BEGIN

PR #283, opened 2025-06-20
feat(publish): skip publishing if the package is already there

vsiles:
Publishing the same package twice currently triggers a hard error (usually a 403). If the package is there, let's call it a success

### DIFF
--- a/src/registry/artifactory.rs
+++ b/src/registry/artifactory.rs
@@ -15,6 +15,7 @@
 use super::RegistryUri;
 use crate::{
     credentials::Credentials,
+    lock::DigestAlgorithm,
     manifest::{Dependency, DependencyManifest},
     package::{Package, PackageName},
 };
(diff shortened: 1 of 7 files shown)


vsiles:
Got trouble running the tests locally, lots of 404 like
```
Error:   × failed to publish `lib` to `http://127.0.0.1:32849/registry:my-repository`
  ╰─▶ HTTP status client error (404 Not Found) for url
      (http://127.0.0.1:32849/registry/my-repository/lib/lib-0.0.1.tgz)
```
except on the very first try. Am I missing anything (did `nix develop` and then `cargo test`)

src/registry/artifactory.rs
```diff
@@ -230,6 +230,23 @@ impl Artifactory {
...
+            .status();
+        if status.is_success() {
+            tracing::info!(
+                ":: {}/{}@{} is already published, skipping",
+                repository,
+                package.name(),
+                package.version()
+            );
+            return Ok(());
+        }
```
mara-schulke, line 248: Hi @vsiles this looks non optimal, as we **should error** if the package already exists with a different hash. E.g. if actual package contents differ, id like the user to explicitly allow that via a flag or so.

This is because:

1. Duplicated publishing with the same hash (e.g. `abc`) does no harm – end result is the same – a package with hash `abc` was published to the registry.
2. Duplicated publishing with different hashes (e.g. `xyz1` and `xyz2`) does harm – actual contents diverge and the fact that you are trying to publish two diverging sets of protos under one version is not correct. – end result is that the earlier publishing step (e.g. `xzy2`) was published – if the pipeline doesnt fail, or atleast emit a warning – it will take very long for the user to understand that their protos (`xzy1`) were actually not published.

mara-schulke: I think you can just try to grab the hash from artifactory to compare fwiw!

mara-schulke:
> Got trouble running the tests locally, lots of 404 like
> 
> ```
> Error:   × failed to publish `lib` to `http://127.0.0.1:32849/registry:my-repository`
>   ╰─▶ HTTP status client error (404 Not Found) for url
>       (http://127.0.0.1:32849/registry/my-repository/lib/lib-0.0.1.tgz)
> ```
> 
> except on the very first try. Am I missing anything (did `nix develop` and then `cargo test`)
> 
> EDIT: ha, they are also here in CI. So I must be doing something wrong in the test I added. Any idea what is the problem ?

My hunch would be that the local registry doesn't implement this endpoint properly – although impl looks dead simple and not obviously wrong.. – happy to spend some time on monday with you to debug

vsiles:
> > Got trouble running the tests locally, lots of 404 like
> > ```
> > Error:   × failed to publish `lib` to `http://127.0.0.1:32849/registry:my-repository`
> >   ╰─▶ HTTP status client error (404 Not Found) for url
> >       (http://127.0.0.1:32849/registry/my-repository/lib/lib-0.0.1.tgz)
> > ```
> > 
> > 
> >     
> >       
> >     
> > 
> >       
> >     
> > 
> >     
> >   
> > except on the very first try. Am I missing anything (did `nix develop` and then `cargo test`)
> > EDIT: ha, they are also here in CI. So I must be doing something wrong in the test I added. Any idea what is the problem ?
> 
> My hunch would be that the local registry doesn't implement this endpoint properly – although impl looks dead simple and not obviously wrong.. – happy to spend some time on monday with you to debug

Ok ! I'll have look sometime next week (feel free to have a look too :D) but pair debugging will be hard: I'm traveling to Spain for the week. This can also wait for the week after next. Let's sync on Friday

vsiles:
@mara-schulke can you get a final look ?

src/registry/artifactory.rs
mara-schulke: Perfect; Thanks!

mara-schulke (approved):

END
BEGIN

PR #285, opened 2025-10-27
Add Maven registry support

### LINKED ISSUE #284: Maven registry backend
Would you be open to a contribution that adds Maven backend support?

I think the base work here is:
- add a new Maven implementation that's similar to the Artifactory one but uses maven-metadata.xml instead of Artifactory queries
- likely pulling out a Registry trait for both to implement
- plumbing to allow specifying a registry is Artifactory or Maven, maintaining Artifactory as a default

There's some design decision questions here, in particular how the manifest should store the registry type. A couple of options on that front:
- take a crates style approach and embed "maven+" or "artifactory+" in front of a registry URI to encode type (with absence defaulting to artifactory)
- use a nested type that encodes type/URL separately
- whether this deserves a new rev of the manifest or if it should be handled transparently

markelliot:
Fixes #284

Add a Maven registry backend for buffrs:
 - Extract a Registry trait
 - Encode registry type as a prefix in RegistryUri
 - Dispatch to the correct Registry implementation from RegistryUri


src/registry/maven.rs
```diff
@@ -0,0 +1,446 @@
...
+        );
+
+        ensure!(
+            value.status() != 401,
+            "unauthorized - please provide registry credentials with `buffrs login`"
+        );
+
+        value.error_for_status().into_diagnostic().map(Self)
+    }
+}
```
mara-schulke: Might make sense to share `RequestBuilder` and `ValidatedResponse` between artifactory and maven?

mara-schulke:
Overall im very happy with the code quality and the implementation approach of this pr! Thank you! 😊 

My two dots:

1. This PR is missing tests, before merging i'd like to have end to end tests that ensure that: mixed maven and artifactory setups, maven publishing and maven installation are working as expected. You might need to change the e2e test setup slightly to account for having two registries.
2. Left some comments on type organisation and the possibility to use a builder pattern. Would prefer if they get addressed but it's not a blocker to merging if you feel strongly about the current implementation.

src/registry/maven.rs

END

EXERCISE BRIEF: In which lines of the records does the word "same" appear? Copy each of them.

RESPONSE AREA:
Publishing the same package twice currently triggers a hard error (usually a 403). If the package is there, let's call it a success
1. Duplicated publishing with the same hash (e.g. `abc`) does no harm – end result is the same – a package with hash `abc` was published to the registry.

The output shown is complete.